Zwar weist die hier in Rede stehende Jahresabrechnung der Stadtwerke S vom 8. Februar 2016 letztendlich lediglich eine Nachzahlungsforderung in Höhe von 296,77 EUR aus. Doch ergibt sich aus dieser Jahresabrechnung eindeutig, dass für den betreffenden Abrechnungszeitraum eine Heizkostenforderung in Höhe von insgesamt 904,03 EUR abgerechnet worden ist, der die Klägerin – bereinigt um bereits gezahlte Vorauszahlungen in Höhe von 418,00 EUR – ernsthaft ausgesetzt war. Die von den S Stadtwerken vorgenommene Verrechnung ihrer Nachforderung mit dem gleichzeitig bestehenden Stromkostenguthaben setzt gerade voraus, dass wegen der tatsächlichen Kosten für Gas eine wirksame und fällige Forderung bestand.

Der Umstand, dass die S Stadtwerke die Nachzahlung für Gaskosten im Wege der Verrechnung bezogen auf den Nachzahlungsbetrag "reduziert" haben, ändert nichts daran, dass bezogen auf Heizkosten eine Nachzahlungsforderung in Höhe von noch 486,03 EUR entstanden und fällig war.

In diesem Zusammenhang weist das Sozialgericht daher zutreffend darauf hin, dass der Klägerin kein bedarfsrelevanter Nachteil entstehen darf, weil sie Strom und Gas von einem Anbieter bezieht, der beide Positionen in einer Rechnung abrechnet. Dabei stellt die Regelung des § 82 Abs. 1 Satz 2 SGB XII mit Blick auf das Stromkostenguthaben der Klägerin lediglich klar, dass es sich bei diesen aus dem Regelsatz aufgebrachten Vorauszahlungen nicht um einzusetzendes Einkommen handelt.
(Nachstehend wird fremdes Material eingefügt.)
PR #1398, opened 2015-07-30
Updated version number references for Slim 2

### LINKED ISSUE #1397: Slim 2 version mismatch
According to Composer, installed version of Slim 2 is `2.6.2`:

> slim/slim                      **2.6.2**              Slim Framework, a PHP micro framework

According to [the code](https://github.com/slimphp/Slim/blob/e44a9198cbc05b75f720b0d9d12725e29eb3c310/Slim/Slim.php#L57), version is still listed as `2.6.1`

pixelchutes:
Fixes #1397

### DIFF
--- a/Slim/Environment.php
+++ b/Slim/Environment.php
@@ -6,7 +6,7 @@
  * @copyright   2011 Josh Lockhart
  * @link        http://www.slimframework.com
  * @license     http://www.slimframework.com/license
- * @version     2.6.1
+ * @version     2.6.2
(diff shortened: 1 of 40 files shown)


akrabat:
I'm not sure what to do about this. As 2.6.2 is released, we can't retro-fit it, so presumably it should be set to 2.6.3?

pixelchutes:
Makes sense to me. PR updated to target next 2.x patch release.

PR #1400, opened 2015-08-03
PSR-2 code style without errors

micheh:
Fix the remaining PSR-2 code style errors.
I also added PHP Code Sniffer to Travis. The build for PHP 5.6 will fail if errors are detected (warnings are ignored).


prisis:
Or we can use styleci.io :) to check if all pull request are PSR-2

Würde aber der Rechtsauffassung des Beklagten gefolgt und die von den S Stadtwerken vorgenommene Verrechnung unbeachtlich sein, käme dies de facto einer Anrechnung des Stromkostenguthabens als Einkommen gleich, die nach dem eindeutigen Wortlaut des § 82 Abs. 1 Satz 2 SGB XII gerade nicht stattfinden soll.
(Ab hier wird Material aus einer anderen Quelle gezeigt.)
PR #1405, opened 2015-08-04
Add method to get the route name

micheh:
Added a method to the `Request` object to get the route name of the request. This is very useful if you map multiple routes to the same callback and have to decide which route was called.

### DIFF
--- a/Slim/Http/Request.php
+++ b/Slim/Http/Request.php
@@ -1350,4 +1350,21 @@ class Request implements ServerRequestInterface
 
         return isset($this->serverParams['REMOTE_ADDR']) ? $this->serverParams['REMOTE_ADDR'] : null;
     }
+
+    /**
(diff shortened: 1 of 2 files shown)


silentworks:
At what point of your application would you need this? You can get the currently called route using

``` php
$route = $request->getAttribute('route');
$route->getName();
```

micheh:
@silentworks I use this in the route callable.

I didn't know that the `route` attribute exists, only saw the `routeInfo`. Can you tell me where this is added to the request?
Edit: Nevermind, found it in `Route::prepare`. Great!

silentworks:
Take a look here https://github.com/slimphp/Slim/blob/3.x/Slim/Route.php#L274 and it gets called here https://github.com/slimphp/Slim/blob/3.x/Slim/App.php#L447

Issue #724, opened 2018-06-04
debug statements slow down mzML import


chubukov:
When I got rid of the debug output in the mzML parser, import speed increased by an order of magnitude. 

Bunch of other debug output could be cleaned up as well.

V

shubhra-agrawal:
@chubukov The sample import speed took a hit in v0.3 but it's back to normal now. We've also done a few optimisations to make it a little faster for bigger datasets.

Irrespective of that, cleaning up debug statements should help. We have removed a few of these. Will clean it up more soon.

shubhra-agrawal:
Merged to develop. Will be available as part of v0.8

PR #728, opened 2018-06-06
[Fix] Increase mzML import speed  #724

omi02:


shubhra-agrawal:
@omi02 Not sure if it's resulting in any speed-up but it's good to clean up some debug statements. Let's look into the mzML import speed in more detail soon.

Issue #152, opened 2017-02-28
look into mass slicing


chubukov:
It happens all the time that the result of untargeted peak detection includes a bunch of peaks that overlap absolutely perfectly in m/z - rt space. 

I would like to try to understand why this happens and if it could be improved.

chubukov:
Assigning to myself for now, but happy to have anyone look into it.

r-el-maya:
@chubukov 
   
-  First we will go through the algorithm with the help of code documentation.
-  Check for overlapping of the mass slices.
-  If such a probability should exist, will have to modify the algo accordingly.

chubukov:
@r-el-maya @sahil21 one additional question on this: am I right that the "Auto-detect and ignore isotopes" radio button does absolutely nothing?

sahil21:
@chubukov Yes, it is not being used anywhere. This option was not part of Maven build 769 so it came in between 769 and 775.

r-el-maya:
@chubukov  Replying to https://github.com/ElucidataInc/ElMaven/commit/6b12810eaa5cd838619d065fccb759ca576943e8#commitcomment-23020303

Yes, this function is called after creating the slices. Currently, we are not changing the way how the slices are being created. Though we know how and why the overlapping(sometimes 100%) occurs, we can’t avoid overlaps just by changing some parts of the algorithm.

The reason behind that being, while iterating over samples and in turn scans, for each observation, we are creating slices, if there is no already existing slice in the range ‘mz-mztolerance’ to ‘mz+mztolerance’. This case doesn’t create any problem. But, if there already exists any such slice, we merge this new one with the existing one, expanding the original one. This expansion when done iteratively, creates problem causing huge percentage of overlaps.

Overlaps are indeed necessary to facilitate the range(mz & rt) broad enough to have all the data of a particulate peakgroup in one slice. But we only have 
Problem when the overlap is more than some extent.

This implementation is just a temporary fix. We are thinking of a new algorithm that will avoid such unnecessary overlaps.

chubukov:
@r-el-maya Thanks very much for the more detailed explanation. I'm still not sure I fully understand (when it merges two slices, does it not eliminate one of them?). But I think your approach of a temporary fix that simply detects hugely overlapping slices is totally reasonable.

[...]

PR #730, opened 2018-06-12
Mass Slicing correlation based post processing #152

mayankmtg:
El-maven reports duplicates because of similar overlapping slice templates. The number is observed to be as high as 10% to 20% of the reported groups. Traversing through the slices and finding the duplicates according to some metric could be the way to go with no considerable performance overhead. We can traverse through the slices and find duplicates in three steps:
1. mz-difference <0.01. Compare the differences in meanMZ values and choose the ones with difference less than this.
2. rt-difference <0.1. Compare the differences in meanRT values and choose the ones with difference less than this.
3. Vector correlation between sample wise intensity values > 0.99.

These must be performed in the same order to reduce the overhead caused by correlation calculation. The constant values may be varied to find duplicates better and faster.

### DIFF
--- a/src/core/libmaven/groupFiltering.cpp
+++ b/src/core/libmaven/groupFiltering.cpp
@@ -132,3 +132,45 @@ bool GroupFiltering::quantileFilters(PeakGroup *group) {
     }
     return false;
 }
+
+void GroupFiltering::deleteDuplicateGroup(){
+    double mzdiff=0.01;
+    double rtdiff=0.1;
+    double corrthresh=0.99;
+    vector_intensity_array.clear();
+    vector_mz_array.clear();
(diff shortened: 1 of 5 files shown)


src/core/libmaven/groupFiltering.cpp
```diff
@@ -131,4 +131,46 @@ bool GroupFiltering::quantileFilters(PeakGroup *group) {
         return true;
     }
     return false;
+}
+
+void GroupFiltering::deleteDuplicateGroup(){
+    double mzdiff=0.01;
```
shubhra-agrawal: @mayankmtg all variable names should be in camel case. This is for consistency across this code-base not a general rule.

Dass es bei der Frage, ob es sich bei einer Neben- oder Betriebskostennachforderung um einen im Fälligkeitsmonat tatsächlichen aktuellen Bedarf handelt, nicht zwingend allein auf den in einer Abrechnung benannten Nachforderungsbetrag ankommt, sondern ggf. auf weitere Umstände, zeigt sich beispielsweise in Fällen, in denen zwischen einem aktuellen Bedarf und Schulden abzugrenzen ist. Das BSG nimmt die in diesen Fällen erforderliche Abgrenzung unabhängig von einer zivilrechtlichen Einordnung der Ansprüche danach vor, ob es sich um einen tatsächlich eingetretenen und bisher noch nicht vom Leistungsträger gedeckten Bedarf handelt (vgl. BSG, Urteil vom 17. Juni 2010 – B 14 AS 58/09 RBSGE 106, 190 = SozR 4-4200 § 22 Nr 41, juris Rn. 17).
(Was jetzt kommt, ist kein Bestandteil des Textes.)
PR #733, opened 2018-06-13
El-MAVEN-Polly Integration

shubhra-agrawal:
Requirements:
- Add New Project option should be selected by default every time it opens
- Loading gif while projects are being fetched on opening polly interface anytime after the login
- Advanced settings show up in another dialog
- Go To Polly button takes user to the first view app of the last uploaded project

### DIFF
--- a/src/gui/mzroll/ligandwidget.cpp
+++ b/src/gui/mzroll/ligandwidget.cpp
@@ -444,8 +444,9 @@ QTreeWidgetItem* LigandWidget::getItem(Compound* compound) {
 }
 
 void LigandWidget::saveCompoundList(){
+
     QSettings *settings = _mw->getSettings();
-    string dbname = databaseSelect->currentText().toStdString();
+    QString dbname = databaseSelect->currentText();
     QString dbfilename = databaseSelect->currentText() + ".tab";
     QString dataDir = settings->value("dataDir").value<QString>();
     QString methodsFolder =     dataDir +  "/"  + settings->value("methodsFolder").value<QString>();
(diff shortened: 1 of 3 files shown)


src/cli/peakdetector/PeakDetectorCLI.cpp
```diff
@@ -677,55 +696,124 @@ void PeakDetectorCLI::saveJson(string setName) {
 		#endif
 
 		jsonReports=new JSONReports(mavenParameters);
-		jsonReports->saveMzEICJson(mavenParameters->outputdir + setName + ".json",
+		string fileName = mavenParameters->outputdir + setName + ".json";
+		if (uploadToPolly_bool){
+			string fileName = setName;
```
sahil21: @shubhra-agrawal @Ky5595 fileName scope will end after the if statement. You should not initialize it again.

src/gui/mzroll/ligandwidget.cpp
```diff
@@ -514,6 +514,67 @@ void LigandWidget::saveCompoundList(){
     }
 }
 
+void LigandWidget::saveCompoundListToPolly(QString fileName,QString dbname){
```
sahil21: @Ky5595 @shubhra-agrawal Why are we doing this? Why can't just take the file from user's system?

Ky5595: @sahil21  Basically, we want to upload the compound database that was used to generate the peak table, to Polly. We could have had a mapping of the compound databases present in the ligand widget and their actual location on the system.
But, To validate it before uploading, we had to write a function separately. Personally, I feel that will add one more redundant function to the code, so i used already existing functions from Elmaven code.

This takes care of the following scenarios -
1. If the user uploads some compound dataset to Elmaven, does some analysis and for some reason that file is deleted from the system.
If we use fixed mapping, Elmaven will crash. 
2. If the file is modified on the system, Elmaven will upload the file but further workflow on Polly will break.

The current code takes care of both these scenarios by writing to a temporary file from RAM (Elmaven session variables) and then uploading it to Polly.

sahil21: @Ky5595 saveCompoundList & saveCompoundListToPolly is sharing around 95% of code. Please refactor this.

src/gui/mzroll/tabledockwidget.cpp
```diff
@@ -795,29 +795,75 @@ void TableDockWidget::exportGroupsToSpreadsheet() {
     }
 }
 
-void TableDockWidget::exportGroupsToSpreadsheet_polly(QString fileName) {
-    
+void TableDockWidget::prepareDataForPolly(QString writable_temp_dir,QString export_format,QString user_filename) {
```
shubhra-agrawal: @Ky5595 exportGroupstoSpreadSheet already exists in tabledockwidget. The code is almost the same. Lets refactor this before merging.

src/gui/mzroll/tabledockwidget.cpp
```diff
@@ -838,6 +884,26 @@ void TableDockWidget::exportGroupsToSpreadsheet_polly(QString fileName) {
     }
 }
 
+void TableDockWidget::exportJsonToPolly(QString writable_temp_dir,QString jsonfileName) {
```
shubhra-agrawal: @Ky5595 Similar function exists

PR #734, opened 2018-06-13
Fix crash on develop

shubhra-agrawal:
Reverting the commit for natural sorting of isotopes. The PeakGroup vector is not threadsafe and is resulting in random crashes on Windows and Mac. 

The order of labels has been changed while adding isotopes to the parent group. Still need to debug where the order is getting changed again on its way to the isotope plot.


shubhra-agrawal:
@sahil21 Reverting commit fba2ec1

PR #736, opened 2018-06-18
Bug fix in isotope detection

shubhra-agrawal:
Certain isotopic children had misleading RTs and/or zero intensities. This fix will reject isotopes that have 0 intensity within +/- 2 scans from the parent peak or if no m/z matches were found within that scan range.


chubukov:
I'd like to understand this a little better. What's the case you're catering to that's not covered by the other filters? It seems like this way if you have one bad scan you would miss the peak. Or do you mean zero intensity summed over the 5 scans?

I guess if you're using areaTop that's a bad case anyway... that was the motivation for some of the smoothed metrics, but that's another discussion.

shubhra-agrawal:
@chubukov This filter is for the case where the isotopic m/z is not found at all within +/-2 scan range of the parent peak. This range is hard-coded at the moment but in the future it will be replaced by maxIsotope scan difference set by the user.

PR #745, opened 2018-06-22
fix: fix getting started page

rish9511:
- show getting started page after mainwindow


src/gui/mzroll/gettingstarted.cpp
```diff
@@ -1,59 +1,50 @@
...
     }
-    return false;
 }
 
-void GettingStarted::setFlag()
+void GettingStarted::setFlag(int state)
 {
-    GettingStarted::close();
+
+    qDebug() << "state : " << state;
```
shubhra-agrawal: @rish9511 Please remove the debug statement.

PR #762, opened 2018-06-29
fix: use default model file shipped with the application

rish9511:


src/gui/mzroll/mainwindow.cpp
```diff
@@ -226,7 +226,20 @@ using namespace mzUtils;
       _massCutoffWindow->setMassCutoffAndType(massCutoff,massCutoffType);
     */
 
-    QString clsfModelFilename = settings->value("clsfModelFilename").value<QString>();
+
+    // always load model file present in the bin directory.
+    QString clsfModelFilename;
+
+    #if defined(Q_OS_WIN) || defined(Q_OS_LINUX)
+      clsfModelFilename = QApplication::applicationDirPath() + "/" + "default.model";
```
sahil21: Use this instead 

QDir::cleanPath(QApplication::applicationDirPath() + QDir::separator()  + "default.model");

rish9511: 👍 thanks for pointing out

PR #796, opened 2018-07-17
[Fix] Check for peaks before bookmarking a group

shubhra-agrawal:
The check for peaks has been moved to the bookmark function as shift-drag is the only way to get a group with no peaks. 

In case of mzrolls, groups are read and added before the peaks are assigned which led to filtering out of all peaks.

### DIFF
--- a/src/gui/mzroll/mainwindow.cpp
+++ b/src/gui/mzroll/mainwindow.cpp
@@ -1193,6 +1193,8 @@ PeakGroup* MainWindow::bookmarkPeakGroup() {
 PeakGroup* MainWindow::bookmarkPeakGroup(PeakGroup* group) {
 
 	if ( bookmarkedPeaks == NULL ) return NULL;
+	//TODO: User feedback when group is rejected
+	if (group->peakCount() == 0) return NULL;
 
     if ( bookmarkedPeaks->isVisible() == false ) {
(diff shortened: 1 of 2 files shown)


rish9511:
@shubhra-agrawal 
I think that the check that was added in the last commit did make sense. Any  group that does not have any peaks should not be added in the peaks table ideally.But that check has been removed now and has been moved to `MainWindow::bookmarkPeakGroup` which means we only perform this check when we are adding groups to bookmark table, which is okay but Imo the same check should also be present in `TableDockWidget::addPeakGroup`. 

As to why on loading mzRoll peaks table were not being loaded is because of the way we parse mzRoll. 
check this: https://github.com/ElucidataInc/ElMaven/blob/develop/src/gui/mzroll/tabledockwidget.cpp#L2077

Essentially it:
1. read the Groups
2. adds them to `allgroups` by calling `TableDockWidget::addPeakGroup`. The reason why peaks table did not show any groups. 
3. add peaks to the groups 

So, imo we should change the way we parse mzRoll and have that check at both the places
What do you think ?

rish9511:
@shubhra-agrawal 

> We can take that up when we're working on the mzroll issues

cool. lets leave it right now then

shubhra-agrawal:
@rish9511 I'll create a low priority issue for this so we don't lose track of it.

Werden damit bei im Fälligkeitsmonat vorgelegten Nachforderungen von Betriebs- und Heizkosten bedarfsbezogene Korrekturen grundsätzlich für zulässig erachtet, muss dies auch für den Fall gelten, dass eine Heizkostennachforderung mit einem Stromkostenguthaben beim gleichen Energieanbieter verrechnet wird.

Gründe für die Annahme eines atypischen Falles, der den Beklagten ausnahmsweise dazu berechtigen würde, die wesentliche Änderung zugunsten der Klägerin mit Wirkung für die Vergangenheit nicht zu berücksichtigen (Soll-Ermessen nach § 48 Abs. 1 Satz 2 SGB X), sind nicht ersichtlich. Entsprechende Ermessenserwägungen (vgl. § 35 Abs. 1 Satz 3 SGB X) hat der Beklagte im Übrigen auch nicht angestellt.

Die Kostenentscheidung folgt aus den §§ 183, 193 SGG.

Die Revision wird zugelassen, weil der Senat der Rechtssache grundsätzliche Bedeutung beimisst (§ 160 Abs. 2 Nr. 1 SGG).